Vielleicht war das auch dem misslichen Umstand geschuldet, dass mein Verflossener kaum noch Haare auf dem Kopf gehabt hatte. Und so assoziierte ich diese Tatsache mit seinem sehr, SEHR schwierigen Charakter, auch wenn es sicherlich keine Studien darüber gab, ob glatzköpfige Männer weniger Humor und einen anstrengenderen Charakter hatten als Männer mit vollem Haar.)
Aber zurück zur Session…
Die Musiker fiedelten auf ihren Instrumenten herum, bis sie einsatzbereit waren und die ersten Songs spielten, die noch weit vor meiner Kindheit Hits waren. Es war trotzdem ›coole Mucke‹ und ich genoss den Nachmittag mit vielen, SEHR VIELEN Seitenblicken in Richtung meines Traumobjektes.

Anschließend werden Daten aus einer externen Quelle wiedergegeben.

PR #3221, opened 2020-10-29
Delegated CNAME DNS validation for ACME

csine-nflx:
The ACME protocol supports DNS delegation for validation records via CNAME, due to the nature of DNS,.  Rather than creating TXT records in the target domain, CNAME records can be used to delegate them to to other domains.  For example, lets say you want to request a certificate for foobar.com.  Normally with DNS-01, a TXT record would need to be created at _acme-challenge.foobar.com.  With CNAME delegation, you could instead create a CNAME at _acme-challenge.foobar.com that points to foobar.com.validationdomain.yourdomain.com, which is a CNAME containing the appropriate token.  This capability is enabled by setting __ACME_ENABLE_DELEGATED_CNAME = True_ in your config file.  When enabled, Lemur will follow CNAMEs and attempt to create TXT records in the target domains.

[The advantages of a CNAME](https://letsencrypt.org/2019/10/09/onboarding-your-customers-with-lets-encrypt-and-acme.html#the-advantages-of-a-cname)


lemur/plugins/lemur_acme/plugin.py
```diff
@@ -311,19 +316,32 @@ def get_authorizations(self, acme_client, order, order_info):
         authorizations = []
 
         for domain in order_info.domains:
-            if not self.dns_providers_for_domain.get(domain):
+
+            # If CNAME exists, set host to the target address
+            host = domain
+            if current_app.config.get("ACME_ENABLE_DELEGATED_CNAME", False):
+                val_domain, _ = self.strip_wildcard(domain)
+                val_domain = challenges.DNS01().validation_domain_name(val_domain)
```
hosseinsh, line 324: Maybe this would help with better readability: 
```val_domain --> acme_challenge_val_domain```

```
acme_challenge_val_domain = challenges.DNS01().validation_domain_name(val_domain)
cname_res = self.get_cname(acme_challenge_val_domain)

```

File: lemur/plugins/lemur_acme/plugin.py [hunk 2]
```diff
@@ -91,6 +92,7 @@ def start_dns_challenge(
         self,
         acme_client,
         account_number,
+        domain,
```
hosseinsh, line 95: I wonder if we could go with a better naming for `domain` and `host`, since they are overloaded here.
maybe `cnamed_host`, to indicate the purpose of host, which should help readability.

lemur/plugins/lemur_acme/plugin.py
```diff
@@ -431,6 +452,19 @@ def get_dns_provider(self, type):
             raise UnknownProvider("No such DNS provider: {}".format(type))
         return provider
 
+    def get_cname(self, domain):
+        """
+        :param domain: Domain name to look up a CNAME for.
+        :param record_type: Type of DNS record to lookup.
```
charhate, line 458: `record_type` can be removed if not needed.

lemur/plugins/lemur_acme/plugin.py
csine-nflx: These names reflect what ultimately ends up in the AuthorizationRecord. If renamed, it should probably be consistent.  The challenge is that the host is used regardless of whether there is a CNAME or not, so I don't think cname_host is ideal.  Perhaps something like target_domain.

lemur/plugins/lemur_acme/plugin.py
csine-nflx: This is essentially a temp variable, so I am not sure how much value there is in making it extra descriptive. I went ahead and just made it cname_result the whole way through this code block.

lemur/plugins/lemur_acme/plugin.py
csine-nflx: Thanks!

lemur/plugins/lemur_acme/plugin.py
hosseinsh: naming is hard. let's go with `target_name` for now

hosseinsh (approved):

lemur/plugins/lemur_acme/plugin.py
hosseinsh: thanks. it helps readability.

charhate (approved):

Der Teenager hatte sich mit der ›Ehefrau‹, die schätzungsweise eher nicht zu Mr Perfect gehörte, aus dem Staub gemacht und ich jubelte bereits innerlich, dass Prinz Charming vielleicht doch noch zu haben war.
Hin und hergerissen zwischen der Performance auf der Bühne und Mr Humor in der vorderen Ecke des Raumes, dessen tiefe Stimme gelegentlich durch den ganzen Saal dröhnte, spürte ich, wie sich Amor immer weiter näherte und mittlerweile mit seinem Pfeil höhnisch grinsend auf mich zielte. Bevor er mich jedoch zielsicher anvisieren konnte, drückte der Kaffee und ich huschte nach draußen zur Toilette.

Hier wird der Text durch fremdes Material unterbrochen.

Issue #2635, opened 2019-03-05
Expiration notifications for security email stacking and sending multiple times


ecterun:
It seems that when the notify expiration call is being called we get some interesting results regarding the security email.  What seems to happen is if multiple notifications are going out in a single run the security email will get multiple emails, growing in number of incidents as it works through the list.

i.e. first notification security email gets one email with one certificate info in it, second it will get another email with both certificates information, third notification it will get another email with all three certificates info in the email, and so on.

I don't know if the logic behind lemur.notifications send_expiration_notifications() was to send a single email to the security email address with a single certificates info in each email, or to save some space and send a single email with a list off all certificates notifications at once.  Either way this seems to not be happening, that is unless i am not understanding the use case that was implemented.

I think we can fix it pretty easily depending on what the intended outcome was, either add a security_data initialization were the notification_data is being done.  Or we can move the send_notification for the security_data outside of the notification_group.items() for loop so it runs after all notifications have been processed and all notifications have been added to security_data.

PR #3235, opened 2020-11-04
Stop repeating certs when sending expiration notifications to security team email

jtschladen:
This solves #2635. There remains an open question (raised in that issue) as to whether we should be sending a single email to the security team with all expiring certs, or if it should one email per cert-owner-notification group, as it is now. For the moment, I'm taking the easier approach and leaving it a single email per cert, but may revisit later.


hosseinsh (approved):
I believe long-term, have one email per day to security with all the expiring certs under different categories, e.g., attached to load balancer or not, would be more valuable.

Als ich sie wieder verließ, stand meine Mom am Buffet und quatschte mit Mr Umwerfend.
Ich hielt die Luft an und beobachtete die zwei für einen kurzen Augenblick.
»Ich bin Linda«, hörte ich meine Mom sagen. »Warum gehst du denn nicht auch auf die Bühne? Ich hörte, du bist ein begnadeter Sänger«, fuhr sie fort.
»Ach nein, um Gottes Willen! Ich bin nur ein kleiner Hobby-Musiker«, versuchte sich Mr Gesangstalent herauszureden.
Melina, carpe horas - nutze die Stunde!
Sag etwas!
IRGENDetwas!
Schmeiß dich in die Nähe seiner Aura und lass die Wimpern wallen! Hauptsache, er nimmt Notiz von dir und du kannst mit ihm reden!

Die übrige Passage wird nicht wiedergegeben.